Worker’s Compensation: What is in the Course of Employment?

March 25th, 2014 by Dan Stone

workers-compensation-course-of-employmentIn Ontario, under the Workerplace Safety and Insurance Act, S.O. 1997[1], if an individual sustains an injury from an accident which arises out of and in the course of their employment, they are entitled to worker’s compensation benefits. Further, there is a rebuttable presumption that when an accident arises out of the individual’s employment, it also occurs in the course of their employment.

There have been a number of interesting decisions abroad regarding whether an individual should be entitled to worker’s compensation. In an article published by the Associated Press[2], the author writes about a recent case in Berlin, Germany involving a teacher. In this case, the teacher successfully brought an action for worker’s compensation for injuries she sustained during a school trip, while dancing on a bench at a beer tent. In a statement made by the court explaining its decision, the court argued that the teacher would risk distancing herself from her students if she refused to dance on the bench, given that this was a “normal and socially appropriate” activity.

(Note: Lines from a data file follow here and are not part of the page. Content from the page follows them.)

Issue #1113, opened 2021-09-01
Change logic around whether an error is 'Temporary'


DennisDenuto:
Currently, if an [actionable error](https://github.com/distribution/distribution/blob/main/docs/spec/api.md#errors)  is returned by the registry, that will determine whether to retry (and takes precedence over the http status code returned). See https://github.com/google/go-containerregistry/blob/main/pkg/v1/remote/transport/error.go#L91 for the code logic i’m talking about.

We have encountered a scenario where a registry (flakey) sometimes returns a `500` status code error, *and* also returns an actionable error of `UNKNOWN`

```
{"errors":[{"code":"UNKNOWN","message":"internal server error"}]}
```

This results in gcr *not* retrying. (However, retrying in this case *would* have succeeded)

Reading the [distribution spec](https://github.com/distribution/distribution/blob/main/docs/spec/api.md#errors), it sounds like actionable errors should be produced by status codes of `4xx`. 

If the above is true, what are your thoughts on instead retrying based on the http status code (even if an actionable error was provided) if the http status code is *not* `4xx`?

i.e. change the condition to be this:

```
 if (e.StatusCode < http.StatusBadRequest || e.StatusCode >= http.StatusInternalServerError) || len(e.Errors) == 0
```

Or, allowing the consumer of the library the ability to configure the conditions which mark whether an error is ‘Temporary’?

jonjohnsonjr:
> We have encountered a scenario where a registry (flakey) sometimes returns a 500 status code error, and also returns an actionable error of UNKNOWN
> 
> `{"errors":[{"code":"UNKNOWN","message":"internal server error"}]}`

Ahh, now I understand your point, sorry I was confused.

Yes, this is a problem. Let's add `UNKNOWN` to [this list](https://github.com/google/go-containerregistry/blob/7e0ed51a7bb1930bfb6859f319975b578ed04de2/pkg/v1/remote/transport/error.go#L138-L157) as well.

[...]

PR #1115, opened 2021-09-02
Change logic around whether an error is 'Temporary'

DennisDenuto:
Related to: https://github.com/google/go-containerregistry/issues/1113 

Keeping this PR in draft since there are other details to discuss in #1113 

Authored-by: Dennis Leon <leonde@vmware.com>


jonjohnsonjr (approved):

DennisDenuto:
@jonjohnsonjr 

Thanks!! would you happen to have a ballpark estimate on when the next ggcr release will be? 

We really really want this change to help with test flakiness we are experiencing and to include it in our next release.

Issue #627, opened 2019-12-10
getting image ID (sha) takes longer than docker cli


medyagh:
I am trying to find a cheap way to get the image SHA, if I do docker inspect it takes 0.07 s

```
$ time docker inspect --format='{{.Id}}' ubuntu
sha256:775349758637aff77bf85e2ff0597e86e3e859183ef0baba8b3e8fc8d3cba51c

real	0m0.073s
user	0m0.035s
sys	0m0.033s

```

however if I use go-containerregistry it will take 4s,

```
ref, _ := name.ParseReference("ubuntu", name.WeakValidation)
img, _ := daemon.Image(ref)
m, _ := img.Manifest()
```

 is there any cheaper way to get the image ID using go-containerregistry ?

I also tried crane.Digest that still takes 2.1 seconds.
```
fmt.Println(crane.Digest("ubuntu"))
```

Update: I also tried getting it through config but it is still 1.95 seconds

code:
```
	ref, _ := name.ParseReference("ubuntu", name.WeakValidation)
	img, _ := daemon.Image(ref)
	cf, _ := img.ConfigName()
	fmt.Println(cf)
```
time
```
$ time ./example1 
sha256:775349758637aff77bf85e2ff0597e86e3e859183ef0baba8b3e8fc8d3cba51c

real    0m1.954s
```

This would be an important improvment for iterative development on minikube. when users constantly rebuild an image and push.

jonjohnsonjr:
> is there any cheaper way to get the image ID using go-containerregistry ?

It might make sense to use the docker client directly? There's [`ImageInspectWithRaw`](https://godoc.org/github.com/docker/docker/client#Client.ImageInspectWithRaw), which I believe does what you want. We just thinly wrap the docker client library to make access slightly easier. Our `daemon` package isn't particularly optimized, because I mostly use it to load images into the daemon.

The reason this is really slow is that our `daemon.Image` implementation is very naive. We essentially take the output of `docker save` and parse it as a `tarball.Image`, which is really inefficient if all you care about is the Image ID.

Something like this should work:
```go
func getImageID(ctx context.Context, ref string) (string, error) {
	cli, err := client.NewClientWithOpts(client.FromEnv)
	if err != nil {
		return "", err
	}
	cli.NegotiateAPIVersion(ctx)
	img, err := cli.ImageInspectWithRaw(ctx, ref)
	if err != nil {
		return "", err
	}
	return img.ID, nil
}
```

[...]

PR #1121, opened 2021-09-08
feat(daemon): lazy image saving

knqyf263:
Fix https://github.com/google/go-containerregistry/issues/627

A faster way of getting an image ID is really useful for caching. We don't want to call `docker save` if we already have the image information in the cache. For example, in our case, we should skip scanning vulnerabilities of the image when the scan result exists in the cache. The cache key is an image ID, so it is enough to call `docker inspect` to know only the image ID.

This implementation is based on `computed()` as below.
https://github.com/google/go-containerregistry/blob/45aaa6c000ebf2acacad9beef7c82667ec51662c/pkg/v1/mutate/image.go#L51

The downside is that `daemon.Image` doesn't return an error and it might return an error when each method is called (https://github.com/knqyf263/go-containerregistry/commit/881e16e70fdf797d2b68b2e5267639d4dafaca8c).

I probably should add tests, but I'd like to hear your thought on this idea before working on tests 🙇 

I also want to replace `ConfigFile` with this approach in another PR because I think we can generate the config file from the result of `docker inspect` and `docker history`.

### DIFF
--- a/pkg/v1/daemon/image.go
+++ b/pkg/v1/daemon/image.go
@@ -185,5 +185,5 @@ func (i image) LayerByDiffID(h v1.Hash) (v1.Layer, error) {
 	if err := i.initialize(); err != nil {
 		return nil, err
 	}
-	return i.tarballImage.LayerByDigest(h)
+	return i.tarballImage.LayerByDiffID(h)
 }
--- a/pkg/v1/daemon/image.go
+++ b/pkg/v1/daemon/image.go
@@ -24,7 +24,14 @@ import (
 	"github.com/google/go-containerregistry/pkg/name"
 	v1 "github.com/google/go-containerregistry/pkg/v1"
 	"github.com/google/go-containerregistry/pkg/v1/tarball"
+	"github.com/google/go-containerregistry/pkg/v1/types"
 )
+
+type image struct {
+	ref          name.Reference
+	opener       *imageOpener
+	tarballImage v1.Image
+}
 
 type imageOpener struct {
 	ref name.Reference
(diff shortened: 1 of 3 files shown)


pkg/v1/daemon/image.go
```diff
@@ -85,5 +92,98 @@ func Image(ref name.Reference, options ...Option) (v1.Image, error) {
...
+		return nil, err
+	}
+	return i.tarballImage.LayerByDigest(h)
+}
+
+func (i image) LayerByDiffID(h v1.Hash) (v1.Layer, error) {
+	if err := i.initialize(); err != nil {
+		return nil, err
+	}
+	return i.tarballImage.LayerByDigest(h)
```
jonjohnsonjr, line 188: Should be `LayerByDiffID`

jonjohnsonjr:
LGTM in general other than the one bug. I would like to see a test (you should be able to catch most issues by calling `validate.Image`) 👍

pkg/v1/daemon/image.go
knqyf263: Thanks. Fixed https://github.com/google/go-containerregistry/blob/bb5ea5efd13b203c12b6a174e2e9e168cb1032a5/pkg/v1/daemon/image.go

knqyf263:
@jonjohnsonjr Thanks for the review! I fixed the bug and added `validate.Image`. Could you take a look again?

jonjohnsonjr (approved):

jonjohnsonjr:
Thanks!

In an article by Rod McGuirk[3], he discusses another recent case from Australia, Comcare v PVYW [2013] HCA 41. In this case, a government employee brought an action for worker’s compensation for injuries she sustained on a business trip while she was engaging in intercourse in a motel room. She was initially successful, but lost when the decision was appealed to the High Court. In a statement summarizing the High Court’s ruling[4], the court explained that “[t]he relevant question is: Did the employer induce or encourage the employee to engage in that activity?” The court found the answer to this question to be “No”.

While these cases are not binding on Ontario courts, they pose interesting questions with respect to what can be considered to be “in the course” of an individual’s employment.